Stored data
--

PR #327, opened 2020-07-08
Configure StartupCheckStrategy for containers

renatocaval:


akka-projection-cassandra/src/test/scala/akka/projection/cassandra/ContainerSessionProvider.scala
```diff
@@ -41,7 +42,12 @@ object ContainerSessionProvider {
     if (disabled)
       Future.successful(())
     else
-      Future.fromTry(Try(container.start()))
+      Future.fromTry(Try {
+        container.underlyingUnsafeContainer
+          .withStartupCheckStrategy(new IsRunningStartupCheckStrategy)
+          .withStartupAttempts(5)
+        container.start()
+      })
```
renatocaval, line 50: I don't see a reason why we are wrapping it on a future. Maybe to be able to put a timeout on it? 

The start method only returns when the container is ready or failed to start. Then, in the beforeAll method we wait up to 30 seconds for it to complete.

seglo: Yes, I think the timeout is the only reason.

seglo:
I took a peek at the `CassandraContainer` and didn't see anything that looked like a startup readiness check.  It looks like there are hooks to run an init script, where we could write some shell script to do something.  I think the init script will be run during the startup process.

I didn't look at the other containers, but we may need to look at them on a case-by-case basis.

I found the support for the Docker `HEALTHCHECK` `Dockerfile` command interesting, but this is only applicable for `Dockerfiles` that implement it (Cassandra's does not).

https://www.testcontainers.org/features/startup_and_waits/#healthcheck-wait-strategy-examples
https://docs.docker.com/engine/reference/builder/#healthcheck

akka-projection-cassandra/src/test/scala/akka/projection/cassandra/ContainerSessionProvider.scala
renatocaval: Ok, I will do the same for the JDBC one, but unfortunately we can't do for the Slick one. 

The Slick is special because we must start the container before we can create DB settings because we need to know the URL.

renatocaval:
@seglo / @ignasi35, this is dragging too much time from us and I'm not booking much progress. In my last commit, I put the MS Sql test behind a FlakyDb flag. We need to move forward and since we know those tests are mostly failing in Travis, I'm ready to ignore then for now. 

We do have experienced flakiness in other test (Kafka, Cassandra, Oracle), but the MS Sql is a real pain.

ignasi35:
> @seglo / @ignasi35, this is dragging too much time from us and I'm not booking much progress. In my last commit, I put the MS Sql test behind a FlakyDb flag. We need to move forward and since we know those tests are mostly failing in Travis, I'm ready to ignore then for now. 
> 
> We do have experienced flakiness in other test (Kafka, Cassandra, Oracle), but the MS Sql is a real pain. 

+1

Let's move on.

akka-projection-cassandra/src/test/scala/akka/projection/cassandra/ContainerSessionProvider.scala
```diff
@@ -23,25 +24,25 @@ final class ContainerSessionProvider extends CqlSessionProvider {
...
+  private lazy val container = new CassandraContainer()
   lazy val started: Future[Unit] = {
     if (disabled)
       Future.successful(())
     else
-      Future.fromTry(Try(container.start()))
+      Future.fromTry(Try {
+        container.withStartupCheckStrategy(new IsRunningStartupCheckStrategy)
+        container.withStartupAttempts(5)
+        container.start()
```
renatocaval, line 44: This is supposed to be a fluent API, but somehow the Scala compiler complains about it. Probably because of how those classes are encoded in Java, using a self-type param. 

Most strange is that I got it working on JDBC and Cassandra, but not compiling on Slick while the Slick one is using the same stuff as the JDBC.

akka-projection-core/src/test/scala/akka/projection/TestTags.scala
```diff
@@ -0,0 +1,15 @@
...
+
+package akka.projection
+
+import org.scalatest.Tag
+
+object TestTags {
+
+  object InMemoryDb extends Tag("InMemoryDb")
+  object ContainerDb extends Tag("ContainerDb")
+  object FlakyDb extends Tag("FlakyDb")
```
renatocaval, line 13: For the moment I'm only excluding those marked with FlakyDb. We may consider running the ContainerDb only in cron job, for instance. 

Let's see how useful this will be for us.

seglo: :+1:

--

* YOUR TASK *
Search the data above for lines holding "know" and copy each of them.

* EXPECTED ANSWER *
The Slick is special because we must start the container before we can create DB settings because we need to know the URL.
@seglo / @ignasi35, this is dragging too much time from us and I'm not booking much progress. In my last commit, I put the MS Sql test behind a FlakyDb flag. We need to move forward and since we know those tests are mostly failing in Travis, I'm ready to ignore then for now. 
> @seglo / @ignasi35, this is dragging too much time from us and I'm not booking much progress. In my last commit, I put the MS Sql test behind a FlakyDb flag. We need to move forward and since we know those tests are mostly failing in Travis, I'm ready to ignore then for now. 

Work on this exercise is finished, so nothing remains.